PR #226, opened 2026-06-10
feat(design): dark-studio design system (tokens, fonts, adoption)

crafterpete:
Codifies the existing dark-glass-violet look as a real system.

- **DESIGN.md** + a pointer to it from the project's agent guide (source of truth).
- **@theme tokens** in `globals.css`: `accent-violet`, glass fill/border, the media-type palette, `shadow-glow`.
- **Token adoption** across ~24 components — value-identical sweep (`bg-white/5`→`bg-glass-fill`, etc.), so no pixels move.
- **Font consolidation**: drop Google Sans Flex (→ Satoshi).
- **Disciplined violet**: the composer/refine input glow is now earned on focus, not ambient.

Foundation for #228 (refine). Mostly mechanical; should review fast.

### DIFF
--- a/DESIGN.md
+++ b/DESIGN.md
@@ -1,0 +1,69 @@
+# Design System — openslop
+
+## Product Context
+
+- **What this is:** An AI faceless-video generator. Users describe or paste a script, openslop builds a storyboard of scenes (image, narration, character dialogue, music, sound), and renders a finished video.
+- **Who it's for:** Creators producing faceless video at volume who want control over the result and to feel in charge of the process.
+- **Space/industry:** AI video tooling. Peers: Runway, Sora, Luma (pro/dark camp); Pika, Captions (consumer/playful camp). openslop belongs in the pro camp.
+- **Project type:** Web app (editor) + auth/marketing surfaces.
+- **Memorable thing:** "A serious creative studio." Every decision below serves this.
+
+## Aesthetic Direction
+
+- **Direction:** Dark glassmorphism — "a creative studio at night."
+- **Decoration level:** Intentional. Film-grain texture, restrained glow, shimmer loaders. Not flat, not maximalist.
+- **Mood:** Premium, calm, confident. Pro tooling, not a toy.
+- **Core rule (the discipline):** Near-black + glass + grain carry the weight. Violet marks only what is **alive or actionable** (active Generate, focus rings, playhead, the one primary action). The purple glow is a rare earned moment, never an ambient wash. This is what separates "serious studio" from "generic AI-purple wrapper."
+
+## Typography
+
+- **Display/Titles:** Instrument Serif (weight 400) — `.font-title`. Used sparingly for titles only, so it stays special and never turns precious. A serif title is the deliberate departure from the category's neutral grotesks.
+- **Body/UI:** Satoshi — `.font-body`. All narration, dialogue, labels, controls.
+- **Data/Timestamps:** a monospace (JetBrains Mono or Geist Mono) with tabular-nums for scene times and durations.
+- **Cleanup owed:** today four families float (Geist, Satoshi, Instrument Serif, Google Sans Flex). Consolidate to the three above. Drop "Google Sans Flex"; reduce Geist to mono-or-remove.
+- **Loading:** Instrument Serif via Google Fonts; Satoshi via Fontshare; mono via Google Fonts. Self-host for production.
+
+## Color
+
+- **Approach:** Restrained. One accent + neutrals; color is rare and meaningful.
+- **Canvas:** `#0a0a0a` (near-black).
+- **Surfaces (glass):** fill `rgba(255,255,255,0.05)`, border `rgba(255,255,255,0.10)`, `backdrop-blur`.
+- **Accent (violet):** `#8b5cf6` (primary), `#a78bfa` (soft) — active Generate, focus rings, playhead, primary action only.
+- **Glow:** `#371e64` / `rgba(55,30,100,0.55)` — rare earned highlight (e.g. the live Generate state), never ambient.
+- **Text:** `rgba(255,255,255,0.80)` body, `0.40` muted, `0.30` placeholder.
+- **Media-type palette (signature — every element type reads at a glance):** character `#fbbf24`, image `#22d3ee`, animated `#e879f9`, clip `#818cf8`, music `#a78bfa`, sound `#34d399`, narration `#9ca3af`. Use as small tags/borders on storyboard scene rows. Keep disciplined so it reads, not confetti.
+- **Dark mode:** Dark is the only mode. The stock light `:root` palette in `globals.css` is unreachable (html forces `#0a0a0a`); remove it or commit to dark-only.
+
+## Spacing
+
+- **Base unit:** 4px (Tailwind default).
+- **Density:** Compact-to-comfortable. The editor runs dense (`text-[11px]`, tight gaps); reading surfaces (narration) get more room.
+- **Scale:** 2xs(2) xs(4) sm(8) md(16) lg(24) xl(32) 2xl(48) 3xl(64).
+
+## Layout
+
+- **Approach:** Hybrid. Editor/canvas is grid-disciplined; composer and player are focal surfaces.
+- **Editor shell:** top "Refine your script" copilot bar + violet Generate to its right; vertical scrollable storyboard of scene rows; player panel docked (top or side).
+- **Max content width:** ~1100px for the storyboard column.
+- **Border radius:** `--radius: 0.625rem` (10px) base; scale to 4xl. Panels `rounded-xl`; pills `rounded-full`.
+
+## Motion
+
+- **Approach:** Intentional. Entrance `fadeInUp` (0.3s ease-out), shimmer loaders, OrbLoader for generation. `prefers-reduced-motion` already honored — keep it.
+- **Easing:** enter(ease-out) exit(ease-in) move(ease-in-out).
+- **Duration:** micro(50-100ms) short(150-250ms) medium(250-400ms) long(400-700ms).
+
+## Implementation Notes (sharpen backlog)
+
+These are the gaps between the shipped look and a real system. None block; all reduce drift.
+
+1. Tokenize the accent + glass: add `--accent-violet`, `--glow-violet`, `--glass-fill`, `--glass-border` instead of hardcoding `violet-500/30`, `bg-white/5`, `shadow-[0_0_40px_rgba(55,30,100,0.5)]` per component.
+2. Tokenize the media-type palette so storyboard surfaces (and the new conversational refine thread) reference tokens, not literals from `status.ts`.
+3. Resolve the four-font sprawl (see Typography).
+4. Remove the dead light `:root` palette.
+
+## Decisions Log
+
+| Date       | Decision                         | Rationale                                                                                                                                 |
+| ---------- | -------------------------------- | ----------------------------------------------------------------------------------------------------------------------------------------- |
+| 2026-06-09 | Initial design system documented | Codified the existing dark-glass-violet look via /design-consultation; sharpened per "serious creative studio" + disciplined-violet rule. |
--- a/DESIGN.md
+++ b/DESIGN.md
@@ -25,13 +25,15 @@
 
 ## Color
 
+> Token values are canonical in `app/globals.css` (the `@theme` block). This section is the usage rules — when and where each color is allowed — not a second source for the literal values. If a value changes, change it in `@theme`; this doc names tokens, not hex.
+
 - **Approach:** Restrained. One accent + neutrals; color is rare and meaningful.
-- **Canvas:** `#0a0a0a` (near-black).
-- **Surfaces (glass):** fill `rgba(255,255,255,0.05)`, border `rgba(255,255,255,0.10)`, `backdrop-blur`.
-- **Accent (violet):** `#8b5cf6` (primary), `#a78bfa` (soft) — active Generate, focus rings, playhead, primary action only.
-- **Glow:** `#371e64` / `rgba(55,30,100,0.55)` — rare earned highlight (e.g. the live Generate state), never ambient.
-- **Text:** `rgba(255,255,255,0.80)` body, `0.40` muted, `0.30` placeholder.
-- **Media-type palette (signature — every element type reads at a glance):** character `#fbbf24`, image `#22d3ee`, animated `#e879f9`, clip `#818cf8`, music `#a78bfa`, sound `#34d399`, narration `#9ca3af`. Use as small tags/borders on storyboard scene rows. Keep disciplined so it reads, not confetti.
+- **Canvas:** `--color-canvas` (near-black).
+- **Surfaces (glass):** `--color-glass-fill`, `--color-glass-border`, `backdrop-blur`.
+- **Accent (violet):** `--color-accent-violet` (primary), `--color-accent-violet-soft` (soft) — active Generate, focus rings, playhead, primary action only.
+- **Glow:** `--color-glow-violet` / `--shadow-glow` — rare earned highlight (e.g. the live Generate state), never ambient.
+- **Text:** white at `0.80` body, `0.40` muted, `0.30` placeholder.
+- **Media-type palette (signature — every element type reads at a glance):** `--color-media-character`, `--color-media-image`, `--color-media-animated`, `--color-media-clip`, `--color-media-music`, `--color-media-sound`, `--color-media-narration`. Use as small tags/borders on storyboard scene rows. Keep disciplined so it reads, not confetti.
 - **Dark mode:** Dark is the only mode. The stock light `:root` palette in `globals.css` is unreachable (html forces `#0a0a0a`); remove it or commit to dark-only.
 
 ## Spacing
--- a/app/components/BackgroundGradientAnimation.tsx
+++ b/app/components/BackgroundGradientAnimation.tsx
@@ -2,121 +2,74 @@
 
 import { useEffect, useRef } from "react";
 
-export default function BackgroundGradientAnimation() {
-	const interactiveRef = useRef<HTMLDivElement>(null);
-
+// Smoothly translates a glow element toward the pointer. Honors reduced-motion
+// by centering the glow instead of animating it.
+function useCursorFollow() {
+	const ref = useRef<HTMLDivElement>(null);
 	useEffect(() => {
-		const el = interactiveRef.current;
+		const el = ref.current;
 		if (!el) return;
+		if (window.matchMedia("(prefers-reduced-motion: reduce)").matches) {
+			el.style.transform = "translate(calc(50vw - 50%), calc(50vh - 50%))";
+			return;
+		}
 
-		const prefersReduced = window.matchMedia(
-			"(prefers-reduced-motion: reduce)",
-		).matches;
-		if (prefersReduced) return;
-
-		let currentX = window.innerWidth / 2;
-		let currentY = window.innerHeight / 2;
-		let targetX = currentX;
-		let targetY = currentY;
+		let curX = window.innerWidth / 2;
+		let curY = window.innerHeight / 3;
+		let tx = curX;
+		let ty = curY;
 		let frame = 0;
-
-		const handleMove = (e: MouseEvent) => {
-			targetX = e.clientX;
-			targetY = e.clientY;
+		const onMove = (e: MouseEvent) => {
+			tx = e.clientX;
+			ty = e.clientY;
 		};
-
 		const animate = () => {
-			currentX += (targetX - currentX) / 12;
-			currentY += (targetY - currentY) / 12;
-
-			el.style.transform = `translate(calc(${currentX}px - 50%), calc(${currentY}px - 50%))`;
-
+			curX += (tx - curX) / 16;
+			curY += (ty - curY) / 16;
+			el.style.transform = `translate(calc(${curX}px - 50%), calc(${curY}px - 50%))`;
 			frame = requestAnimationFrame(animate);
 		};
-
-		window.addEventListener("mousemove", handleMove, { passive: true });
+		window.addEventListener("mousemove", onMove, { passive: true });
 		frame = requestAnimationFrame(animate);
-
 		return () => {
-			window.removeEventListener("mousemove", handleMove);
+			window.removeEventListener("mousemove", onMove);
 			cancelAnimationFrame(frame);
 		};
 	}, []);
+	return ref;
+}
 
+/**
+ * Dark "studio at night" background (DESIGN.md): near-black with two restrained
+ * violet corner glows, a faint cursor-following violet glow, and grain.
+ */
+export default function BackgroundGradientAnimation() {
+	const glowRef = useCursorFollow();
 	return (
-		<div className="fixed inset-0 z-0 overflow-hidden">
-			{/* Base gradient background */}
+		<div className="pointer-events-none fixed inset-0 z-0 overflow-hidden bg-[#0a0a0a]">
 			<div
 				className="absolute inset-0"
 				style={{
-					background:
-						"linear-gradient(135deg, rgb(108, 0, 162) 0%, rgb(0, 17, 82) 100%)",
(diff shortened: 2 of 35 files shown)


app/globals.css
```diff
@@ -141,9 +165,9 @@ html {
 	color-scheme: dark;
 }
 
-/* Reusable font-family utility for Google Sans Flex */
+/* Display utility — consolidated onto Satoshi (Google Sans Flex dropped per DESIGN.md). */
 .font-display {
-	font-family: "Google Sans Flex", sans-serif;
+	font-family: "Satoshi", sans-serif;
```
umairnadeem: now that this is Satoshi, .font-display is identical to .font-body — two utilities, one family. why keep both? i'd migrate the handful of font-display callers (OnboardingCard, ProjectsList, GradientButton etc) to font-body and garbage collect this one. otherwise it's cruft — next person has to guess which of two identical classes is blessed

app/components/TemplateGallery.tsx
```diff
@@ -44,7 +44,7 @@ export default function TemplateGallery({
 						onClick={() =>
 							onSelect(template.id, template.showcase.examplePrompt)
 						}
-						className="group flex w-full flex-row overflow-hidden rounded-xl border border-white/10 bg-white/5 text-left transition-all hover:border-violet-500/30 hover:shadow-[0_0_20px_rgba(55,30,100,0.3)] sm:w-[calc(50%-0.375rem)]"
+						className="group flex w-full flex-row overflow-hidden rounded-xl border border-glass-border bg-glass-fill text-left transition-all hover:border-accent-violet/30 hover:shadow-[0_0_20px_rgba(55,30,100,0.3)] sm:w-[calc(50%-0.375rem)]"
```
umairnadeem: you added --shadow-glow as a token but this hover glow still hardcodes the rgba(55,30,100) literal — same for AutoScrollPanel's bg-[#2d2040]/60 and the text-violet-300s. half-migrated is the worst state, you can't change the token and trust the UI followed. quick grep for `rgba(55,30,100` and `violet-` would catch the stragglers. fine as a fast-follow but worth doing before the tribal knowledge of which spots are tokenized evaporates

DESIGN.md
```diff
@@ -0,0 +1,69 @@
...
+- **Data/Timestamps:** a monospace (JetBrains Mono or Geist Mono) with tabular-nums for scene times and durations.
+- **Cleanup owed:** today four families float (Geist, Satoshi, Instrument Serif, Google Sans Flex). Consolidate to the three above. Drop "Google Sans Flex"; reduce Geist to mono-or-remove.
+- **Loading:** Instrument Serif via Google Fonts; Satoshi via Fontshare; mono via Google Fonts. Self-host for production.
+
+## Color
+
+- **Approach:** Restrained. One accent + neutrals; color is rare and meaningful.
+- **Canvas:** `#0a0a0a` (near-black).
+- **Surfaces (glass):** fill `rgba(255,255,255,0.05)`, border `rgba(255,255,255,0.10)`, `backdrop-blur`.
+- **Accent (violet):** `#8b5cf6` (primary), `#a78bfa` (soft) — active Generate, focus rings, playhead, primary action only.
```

→ **AIM OF THE EXERCISE**:
The number of lines above where the word "transition" occurs, and only that number, is the answer.

→ **SOLUTION FOR THIS TASK**:
2